EXERCISE MATERIAL:
PR #1160, opened 2018-08-24
3078: Correct title when renewing multiple loans.

tripox:


kasperg:
This reintroduces changes which were previosly reverted in #994.

PR #1165, opened 2018-08-29
3305 by Inlead: Add node search to ting_field_search.

guddo:
https://platform.dandigbib.org/issues/3305

### DIFF
--- a/modules/ting_field_search/ting_field_search.module
+++ b/modules/ting_field_search/ting_field_search.module
@@ -598,11 +598,6 @@ function ting_field_search_form_search_block_form_alter(&$form, &$form_state) {
     return;
   }
 
-  // Don't alter the form if this is the node search page.
-  if (strpos(current_path(), 'search/node') === 0) {
-    return;
-  }
-
   $exposed_profiles = ting_field_search_filter_profiles();
 
   // Don't render select if there's no exposed profiles.
@@ -611,6 +606,11 @@ function ting_field_search_form_search_block_form_alter(&$form, &$form_state) {
   }
 
   $profile = ting_field_search_get_default_profile();
+
+  if (strpos(current_path(), 'search/node') !== FALSE) {
+    $profile = 'node';
+  }
+
   $form['ting_field_search'] = array(
     '#type' => 'select',
     '#empty_option' => t('Search in all'),
@@ -624,6 +624,10 @@ function ting_field_search_form_search_block_form_alter(&$form, &$form_state) {
     '#type' => 'hidden',
     '#default_value' => $profile ? $profile : '',
   );
+
+  // Adding content search option into ting_field_search dropdown.
+  $node_search = array('node' => t('Search Content'));
+  $form['ting_field_search']['#options'] = $node_search + $form['ting_field_search']['#options'];
 
   // Perform som alterations before ting_search_submit in a validate handler.
   $form['#validate'][] = 'ting_field_search_search_block_validate';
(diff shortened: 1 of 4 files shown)


modules/ting_search/ting_search.module
```diff
@@ -226,9 +226,27 @@ function ting_search_form_search_block_form_alter(&$form, &$form_state, $form_id
...
+  }
+
   return $form;
 }
 
+/**
+ * Form submit callback for ting_field_search site content search option.
+ */
+function ting_search_content_search_submit(&$form, &$form_state) {
+  if ($form_state['input']['ting_field_search'] == 'node') {
```
holt83: Any reason why not using form_state['values']? It should be the preferred way: https://drupal.stackexchange.com/questions/112312/difference-between-form-statevalues-and-form-stateinput 

Also, form_state['values] are used elsewhere.

modules/ting_search/ting_search.module
```diff
@@ -226,9 +226,27 @@ function ting_search_form_search_block_form_alter(&$form, &$form_state, $form_id
...
+    unset($form_state['redirect']);
+    $form_state['action'] = "search/node";
+    $form_state['redirect'][0] = 'search/node/' . $form_state['values']['search_block_form'];
```
holt83: Why not just override it like this:

`$form_state['redirect'] = 'search/node/' . $form_state['values']['search_block_form'];`

You could also delete the `unset($form_state['redirect']);` then.

modules/ting_search/ting_search.module
```diff
@@ -226,9 +226,27 @@ function ting_search_form_search_block_form_alter(&$form, &$form_state, $form_id
...
+    $form['#submit'][] = 'ting_search_content_search_submit';
+  }
+
   return $form;
 }
 
+/**
+ * Form submit callback for ting_field_search site content search option.
+ */
+function ting_search_content_search_submit(&$form, &$form_state) {
```
holt83: This could also be handled in ting_field_search in `ting_field_search_search_block_submit()`, if you move the adding of the option to `ting_field_search_form_search_block_form_alter()` also. (See comment above).

modules/ting_search/ting_search.module
```diff
@@ -226,9 +226,27 @@ function ting_search_form_search_block_form_alter(&$form, &$form_state, $form_id
   // information.
   $form['#action'] = url('search-blank');
 
+  // Adding content search option into ting_field_search dropdown.
+  if (!empty($form['ting_field_search'])) {
+    $node_search = array('node' => t('Search Content'));
+    $form['ting_field_search']['#options'] = $node_search + $form['ting_field_search']['#options'];
+    $form['#submit'][] = 'ting_search_content_search_submit';
+  }
```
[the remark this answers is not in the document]
bozeak: Moved to ting_field_search.

modules/ting_search/ting_search.module
bozeak: +

modules/ting_search/ting_search.module
bozeak: +

modules/ting_field_search/ting_field_search.module
```diff
@@ -611,6 +606,11 @@ function ting_field_search_form_search_block_form_alter(&$form, &$form_state) {
   }
 
   $profile = ting_field_search_get_default_profile();
+
+  if (strpos(current_path(), 'search/node') !== FALSE) {
```
holt83: I think more correct would be `strpos(current_path(), 'search/node') === 0` so you're actually verifying that current_path starts with 'search/node'?

bozeak: \+

JrgenGNielsen:
reviewed and approved

PR #1096, opened 2018-05-14
3538 by Inlead: Populating ticket link and event status from place2book.

inlead:
https://platform.dandigbib.org/issues/3538

PR #1166, opened 2018-08-30
3755 by Inlead: Re-implement changes from #1096 (issue 3538).

guddo:
https://platform.dandigbib.org/issues/3755

### DIFF
--- a/modules/ding_place2book/ding_place2book.module
+++ b/modules/ding_place2book/ding_place2book.module
@@ -1011,8 +1011,6 @@ function place2book_get_api_key($library_id = NULL) {
  * Rendering function for place2book tickets info
  */
 function ding_place2book_render_place2book_ticketsinfo($node) {
-  $type = '';
-  $url = '';
   $place2book_id = 0;
   $maintain_copy = 0;
   $passive = 0;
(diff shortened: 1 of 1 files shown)


modules/ding_place2book/ding_place2book.module
```diff
@@ -1067,52 +1065,68 @@ function ding_place2book_render_place2book_ticketsinfo($node) {
       $p2b_result = drupal_http_request($service_settings['service_url'] . '/available_tickets', $options);
 
       //we must have a sales-status header
-      if ($p2b_result->headers['sales-status']) {
+      $status_type = _ding_place2book_status_processing($p2b_result);
+    }
+  }
+  return theme('place2book_ticketsinfo', array(
```
cableman: Would it be possible to return an render array here? Would allow easy changes in the theme layer, if any libraries should want to?

guddo: Yes we can move this into a renderable array, but in this case we will have to review the modality of displaying this button on the frontend and thorough testing. Should we proceed with this?

cableman: Okay, not a the pressen time as all tests for this release is currently halted and we need to get this fix into the code base.

cableman:
Reviewed and awaiting release

PR #1378, opened 2019-02-28
4159: Remove antibot protection from user_login_block

holt83:
#### Link to issue

#### Description
Remove antibot protection from user_login_block.

This was causing issues with login via gatewayf since it submits the
form programmatically.

#### Checklist


holt83:
Closed in favor of #1379

PR #1379, opened 2019-02-28
4159: Antibot prevents WAYF login

cableman:
#### Link to issue

#### Description

Ding Gate WAYF submits the login_block_form as part of it's login process. Which get's flags by antibot module as spam.

So NemID login succeeds, but drupal login fails and the user ends up at the registry as new user page.  

#### Screenshot of the result

No screenshot.

#### Checklist

No comments.


cableman:
Circleci writes "Minor Service Outage" and the tests complains that Chrome is not there!

PR #1380, opened 2019-02-28
4194: opensearch cache local ids

holt83:
#### Link to issue

https://platform.dandigbib.org/issues/4194

#### Description

The uncached id's were always passed to setObjectIds(). As a result requests based on local ids will fail.

An example is when we translate local ids from the status lists to PID by finding the namespace after looking up the local ids in getObject. These will always end up here:

https://github.com/ding2/ding2/blob/master/modules/opensearch/includes/opensearch.search.inc#L631 

As a consequence we are currently using the wrong namespace for a lot of materials in status lists.

There were also some additional problems were wouldn't hit the cache, and the objects returned wasn't keyed by PID when local ids was used in the request.

I realize that I'm setting both setObjectIds() and setLocalIds() when TingObjectRequest doesn't actually support requests with a mix of both types of identifiers. But currently I think no request are made with a mix. It's either full local or full pid. So it's no problem. But opensearch getObject does actually support it, so we could make it work if need be. The code should be ready for it if TingObjectRequest is modified to support it.

#### Checklist

I also sneaked in a small correction to opensearch_get_objects(). Opensearch execute doesn't return empty array when no results, but NULL, giving rise to "Unsupported operand" error in the current state.

### DIFF
--- a/modules/opensearch/opensearch.client.inc
+++ b/modules/opensearch/opensearch.client.inc
@@ -447,6 +447,16 @@ function opensearch_execute(TingClientRequest $request) {
       $request->setLocalIds(array_keys($uncached_local_ids));
     }
 
+    // The $cached_local_ids array is now keyed by local id and we needed that
+    // to get the uncached local ids. But in the response all objects should be
+    // keyed PID, so here we convert the array of cached "local" objects to be
+    // keyed by their PID.
+    $local_object_pids = [];
+    foreach ($cached_local_ids as $object) {
+      $local_object_pids[] = $object->id;
+    }
+    $cached_local_ids = array_combine($local_object_pids, $cached_local_ids);
+
     $cached_objects = $cached_object_ids + $cached_local_ids;
 
     // If there are no ids to fetch then there is no need to issue a request.
@@ -455,10 +465,6 @@ function opensearch_execute(TingClientRequest $request) {
       _opensearch_cache($request, $cached_objects);
       return $cached_objects;
     }
-
-    // Re-set uncached ids in the request so the missing will be fetched from
-    // the data-well.
-    $request->setObjectIds(array_keys($uncached_ids));
   }
 
   try {
--- a/modules/opensearch/opensearch.client.inc
+++ b/modules/opensearch/opensearch.client.inc
@@ -92,13 +92,6 @@ function opensearch_get_objects(array $ids, $local = FALSE) {
     $request->setProfile($profile);
   }
 
-  if ($local) {
-    // Ensure local ids are integer values and not strings. Else we will not
-    // hit the cache, since they will be converted to integers in our caching
-    // logic in opensearch_execute(), if they are passed as strings.
-    $ids = array_map('intval', $ids);
-  }
-
   // Opensearch getObject complains if it has to return more than 200 records,
   // with the message 'getObject can fetch up to 200 records. '. But it seems
   // it also have trouble fething over 169 records, which appears to be a bug.
@@ -450,7 +443,16 @@ function opensearch_execute(TingClientRequest $request) {
     }
     $uncached_local_ids = array_diff_key($local_ids, $cached_local_ids);
     if (!empty($uncached_local_ids)) {
-      $request->setLocalIds(array_keys($uncached_local_ids));
+      $uncached_local_ids = array_keys($uncached_local_ids);
+      // Datawell ids needs to be strings, since for example the id '06606059'
+      // is not the same as '6606059'. But PHP might have converted some of the
+      // local ids to integers when using them as array keys. For example the id
+      // '20174870' would be converted to integer when using as key. It's
+      // important that the request object is exactly the same when using it as
+      // a base for cache ID, so here we ensure that all local ids are added to
+      // the request as string values.
+      $uncached_local_ids = array_map('strval', $uncached_local_ids);
+      $request->setLocalIds($uncached_local_ids);
     }
 
     // The $cached_local_ids array is now keyed by local id and we needed that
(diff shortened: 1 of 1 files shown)


modules/opensearch/opensearch.client.inc
```diff
@@ -105,7 +112,10 @@ function opensearch_get_objects(array $ids, $local = FALSE) {
     else {
       $request->setObjectIds($chunk);
     }
-    $objects += opensearch_execute($request);
+    $result = opensearch_execute($request);
+    if (is_array($result)) {
```
kasperg: I do not understand the check here - and perhaps not the previous state of the code either. According to the DocBlock `opensearch_execute` returns `\TingClientSearchResult|bool`. This change is based on the option that the function will return an array.

If the DocBlock is wrong then it should be updated accordingly.

modules/opensearch/opensearch.client.inc
```diff
@@ -413,17 +421,47 @@ function opensearch_execute(TingClientRequest $request) {
...
+    }
+    $uncached_local_ids = array_diff_key($local_ids, $cached_local_ids);
+    if (!empty($uncached_local_ids)) {
+      $request->setLocalIds(array_keys($uncached_local_ids));
+    }
+
+    // The $cached_local_ids array is now keyed by local id and we needed that
+    // to get the uncached local ids. But in the response all objects should be
+    // keyed PID, so here we convert the array of cached "local" objects to be
+    // keyed by their PID.
```
kasperg: :+1:

modules/opensearch/opensearch.client.inc
```diff
@@ -92,6 +92,13 @@ function opensearch_get_objects(array $ids, $local = FALSE) {
     $request->setProfile($profile);
   }
 
+  if ($local) {
+    // Ensure local ids are integer values and not strings. Else we will not
+    // hit the cache, since they will be converted to integers in our caching
+    // logic in opensearch_execute(), if they are passed as strings.
+    $ids = array_map('intval', $ids);
```
kasperg: I wonder if this the right level for addressing such an issue or it should be done lower down the call stack.

modules/opensearch/opensearch.client.inc
holt83: It either returns an array or NULL. Will update DocBlock.

holt83: @kasperg I have updated the docblock to describe exactly what is being returned based on the type of request passed to opensearch_execute().

holt83:
I have updated the PR:

1. opensearch_execute() docblock now correctly describes what it returns based on the type of $request.

2. I discovered that local ids have to be strings. This is also documented in the docblock for opensearch_get_objects(). It's also important that the ids are strings when generating cache id, so instead of converting them to intval I now convert them to string values before passing them on to the request object. More about this in code/commit comments.

3. I discovered an error where _opensearch_cache() would sometimes return the wrong cached response. I found out this happens because we merged the cached response before setting cache. resulting in a response that doesn't fit the cache.

For example making the following requests:

1. opensearch_get_objects(['06606059'], TRUE);
2. opensearch_get_objects(['06606059', '06472214'], TRUE);

In the second request it will find the '06606059' and make a request for '06472214'. Afterwards it would merge in the response for '06606059' and put it in cache. This means that a single object request now would point to a response of two objects, giving rise to all sorts of hard to explain behavior.

modules/opensearch/opensearch.client.inc
holt83: I actually found out that they need to be strings. More in comment below and in code/commit messages.

modules/opensearch/opensearch.client.inc
```diff
@@ -454,19 +497,20 @@ function opensearch_execute(TingClientRequest $request) {
...
-      // Merge in any cached objects. The map uses ids as keys. The order does
-      // not matter for object requests.
-      $response = array_merge($cached_objects, $response);
-    }
-
     // Update the cache with the raw response object from the data well for
     // faster processing. Also set the static cache.
     _opensearch_cache($request, $response);
 
+    // Merge any cached objecst that we found earlier with the result from the
```
cableman: If this was moved above and the request pid/local was reset. It could be store in cache. Else the store partial search it not likely to be search for again?

holt83: I get what you're saying, but I think it's a minor issue. In the next request for the same objects, the response will be reassembled from the cached objects and the full response will actually [be stored in the cache](https://github.com/vejlebib/ding2/blob/4194-opensearch-cache-local-ids/modules/opensearch/opensearch.client.inc#L473)

I think that if we should make this even better, we should instead store the individual objects in the cache. That way there's a much higher chance that a given object request will be able to re-assemble the response from cache without requesting opensearch.

holt83: Wait.. you're right. It will actually make a new request if the $response we put in cache has more that one object. 

So we need to change something here. I can follow your suggestion and restore the original ids in the request or I can store the individual objects in cache as I suggested.

What do you think?

holt83: I realize that we don't have much time, so I've just started working on you suggestion now. Will update PR soon.

cableman: The individual objects will be stored in the predict cache function.

holt83: Unfortunately only for collection and search request and not getObject request for mutliple objects :(

I Updated the PR with your suggestion to restore original request before setting cache. A nice side effects of this was that I could remove the code that converted the ids to string values, since we remember the original array.

cableman: :-)

modules/opensearch/opensearch.client.inc
kasperg: Thanks. Much appreciated.

PR #1383, opened 2019-03-07
4123 by Inlead: Stopped requests to eKurser.

bozeak:
#### Link to issue

https://platform.dandigbib.org/issues/4123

WHAT IS BEING ASKED: Up to and including the line that contains "https://platform.dandigbib.org/issues/3305", restate each line of the material above word for word, beginning with its first line.

RESPONSE TO THIS TASK:
PR #1160, opened 2018-08-24
3078: Correct title when renewing multiple loans.

tripox:


kasperg:
This reintroduces changes which were previosly reverted in #994.

PR #1165, opened 2018-08-29
3305 by Inlead: Add node search to ting_field_search.

guddo:
https://platform.dandigbib.org/issues/3305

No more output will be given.